Here the non-homogeneous factor is sex: males are typically taller. The best thing is to break the population into two: measurements of the height of males and measurement of the height of females.

A comparison of mean, median, and mode

Mean, median, and mode do not coincide unless the distribution of the property under study is symmetrical, as in figure 4.

Figure 4

Often, distributions are skewed to the right (figure 5) or skewed to the left (figure 6).

Figure 5

Figure 6

Note that in skewed distributions both median and mean are on the same side of the mode: to its right in right skewed and to its left in left skewed. Note also that the median lies between mode and mean because it is less sensitive to extremes than the mean.

Dispersion parameters

Central value parameters often fail to represent a population properly because do not sufficiently describe the differences among individual observations. For example, if we have 5 people aged 20, 35, 15, 5, and 60, mean age is 125/5 = 25. However, had they been aged 80, 5, 30, 7, and 3, the mean age would still be 25, even if the age distribution would look very different from the previous one.
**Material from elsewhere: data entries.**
Issue #251, opened 2020-11-05
Add automatic detection of virus type


ivan-aksamentov:
If and when the support for multiple visuses is added #213 we might also add an automatic detection of the virus type from sequences. This would conveniently fill the virus type selection dropdown, for instance.

Issue #213, opened 2020-09-24
Extend for other viruses


ivan-aksamentov:
Currently we only handle SARS-CoV-2 virus correctly.

While it makes sense during pandemic, we might want to extend Nextclade to be able to run for different viruses.

Related: #210

ivan-aksamentov:
#214 now allows customizinf CLI for oteher viruses.

We may eventually implement a proper UI for that in the web app as well. Additionally to everything in #210, we might alsoo ad a dropdown with presets for different viruses (it could be automatically filled as per #251)

PR #271, opened 2020-11-13
feat: add advanced mode, allow custom inputs in the web app

### LINKED ISSUE #122: Add possibility to upload data from results page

Dispersion parameters remedy this situation by giving us a better idea of the age distribution. The most rudimentary distribution parameter is the range, namely the difference between the highest and the lowest value in the population. For example, the range in the first population is 60-5=55, while that in the second population is 80-3=77.
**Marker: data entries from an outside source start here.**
PR #275, opened 2020-12-02
feat: take gene map from tree json, account for viruses of different length

ivan-aksamentov:
This PR:

 - removes the stadalone default gene map JSON and takes the default gene map from the tree instead. This is useful when user provides a custom tree. Custom gene map can still be provided separately to override the one in the tree.
 - ensures correct usints of divergence in the final tree (hacky, see: https://github.com/nextstrain/nextclade/pull/275/commits/8db8bde0e30a1d3f4531d88bc522f33901beac2b)
 - ensures that genome size is updated when custom root sequence is uploaded. Useful for viruses of different length.


rneher (approved):
this works for sars and flu.

PR #276, opened 2020-12-07
feat: reimplement aminoacid changes extraction, extract deletions

### LINKED ISSUE #274: aminoacid deletions output
Thanks for a great and easy to use software! 

It looks like nextclade does not report aa deletions directly, while nextstrain+auspice does - is this deliberate? I understand that nextclade reports nt deletions as ranges, but (for me at least) it's intuitive that nextclade and nextstrain+auspice gives somewhat similar output, given it's common nextstrain origin? Reporting aa deletions directly seems like a quite important thing to do, in the context of our work its mandatory with aa deletions - so we would have to write an aditional script to fetch this information. But i'm not a virologist so there might be an obvious reason for this (in that case, sorry!).

ivan-aksamentov:
This implements a new approach to aminoacid changes detection and adds aminoacid deletions detection.

Resolves #274


packages/web/src/algorithms/codonTable.ts
```diff
@@ -2,72 +2,74 @@ import { get } from 'lodash'
...
+  'TCG': 'S' as Aminoacid,
+  'TCT': 'S' as Aminoacid,
+  'TGA': '*' as Aminoacid,
+  'TGC': 'C' as Aminoacid,
+  'TGG': 'W' as Aminoacid,
+  'TGT': 'C' as Aminoacid,
+  'TTA': 'L' as Aminoacid,
+  'TTC': 'F' as Aminoacid,
+  'TTG': 'L' as Aminoacid,
+  'TTT': 'F' as Aminoacid,
```
ivan-aksamentov, line 72: The relevant part is 
```js
'---': AMINOACID_GAP,
```
the rest of the diff just adds quotation marks to the keys (a rule of prettier).

packages/web/src/algorithms/getAllAminoAcidChanges.ts
```diff
@@ -1,57 +0,0 @@
...
-  refSequence: string,
-  geneMap: Gene[],
-): SubstitutionsWithAminoacids[] {
-  return mutations.map(({ pos, queryNuc, refNuc }) => ({
-    pos,
-    refNuc,
-    queryNuc,
-    aaSubstitutions: getAminoAcidChanges(pos, queryNuc, refSequence, geneMap),
-  }))
-}
```
ivan-aksamentov, line 57: With the new approach, the aminoacid changes are no longer associated with the nucleotide changes. That is, the `aaSubstitutions` are no longer a subarray of `nucSubstitutions`, but an entirely separate array (along with the added `aaDeletions`)

This breaks:
 - web UI: we report aminoacid changes for every mutation marker on sequence views
 - export: we currently just dump this array of objects
 - tree attachment: we add aminoacid changes to nodes

packages/web/src/algorithms/types.ts
```diff
@@ -62,8 +62,10 @@ export interface AminoacidSubstitution {
   gene: string
 }
 
-export interface SubstitutionsWithAminoacids extends NucleotideSubstitution {
-  aaSubstitutions: AminoacidSubstitution[]
+export interface AminoacidDeletion {
+  refAA: Aminoacid
+  codon: number
+  gene: string
 }
```
ivan-aksamentov, line 69: This is the new data structure for the AA deletions:

For the end user this can be visualized as `${gene}:${refAA}${codon}-` (e.g. `ORF10:D123-`).

packages/web/src/algorithms/types.ts
```diff
@@ -81,7 +83,7 @@ export interface PcrPrimerChange {
   substitutions: NucleotideSubstitution[]
 }
 
-export interface SubstitutionsWithPrimers extends SubstitutionsWithAminoacids {
+export interface SubstitutionsWithPrimers extends NucleotideSubstitution {
   pcrPrimersChanged: PcrPrimer[]
 }
```
ivan-aksamentov, line 88: The resulting substitutions array will no longer contain `aaSubstitutions` which breaks a few things. See the other comment with the description of the breakage.

packages/web/src/io/getGeneMap.ts
```diff
@@ -40,6 +46,21 @@ export function getGeneMap(geneMapJson: GeneMapJson): Gene[] {
...
+      throw new ErrorGeneInvalidRange(
+        `GeneMap: in gene "${name}": expected gene.begin < gene.end, but got ${begin} < ${end}`,
+      )
+    }
+
+    if (!isDivisibleBy(length, 3)) {
+      throw new ErrorGeneInvalidRange(
+        `GeneMap: in gene "${name}": expected gene length to be divisible by 3, but got ${length}`,
+      )
+    }
```
ivan-aksamentov, line 62: This should ensure that we won't go out of bounds when iterating gene sequences with `i += 3` increments.

rneher:
This looks great! But I have found some small inconsistency in how mutations are assigned to branches on the tree:

image

here the parent branch has the same 6base deletion as the two new sequences. Yet, the amino acid deletion is assigned again and the branch tool-tip shows a deletion of 2 bases. I don't immediately see where this goes wrong, but I can dig a little tomorrow.

rneher (approved):
I think this is good to merge. Aminoacid deletions are now correctly called. We currently don't call partial codons. But we can add this later if we want.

However, the most important dispersion parameter is the standard deviation. The idea is to measure the difference between each measurement and the mean and then take the population constituted by such differences and calculate the mean. There are various ways of calculating the standard deviation; in practice often one uses the following procedure. First one subtracts the square of the mean from the mean of the squares, thus obtaining the variance. Then one takes the square root of the variation to obtain the standard deviation.

For example, if 5 people are aged 3, 5, 2, 1, 4, first we determine the mean of the squared values:

A= [(1)²+ (2)² +(3)² +(4)² +(5)²]/5 = 10.8.
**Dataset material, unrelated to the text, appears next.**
PR #295, opened 2021-01-11
Add sequence view pan and zoom

### LINKED ISSUE #34: Implement zoom and horizontal scrolling  for sequence views
I imagine it to be like Google Maps navigation but in 1 dimension.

Then we determine B, the square of the mean of the values. As the mean is 3

B= 9

Then we calculate the variance V,

V = A – B= 10.8 – 9 = 1.8

Finally, we take the square root of the variance V and obtain the standard deviation:

σ = 1.34.

So, the average difference between an individual age and the mean age is 1.34 years.

Consider now 5 people aged 10, 2, 1, 1, 1; the mean age is, as before 3. Let us calculate the standard deviation:

A= 21.4; B= 9; V= 12.4. Hence,

σ = 3.52.

This tells us that the average difference between an individual age and the mean age is 3.52 years. Hence, the ages in this second group are more spread out than those in the first group. In other words, a small standard deviation indicates that most of the individual ages cluster around the mean; a large standard deviation indicates that most of them are spread out far from the mean.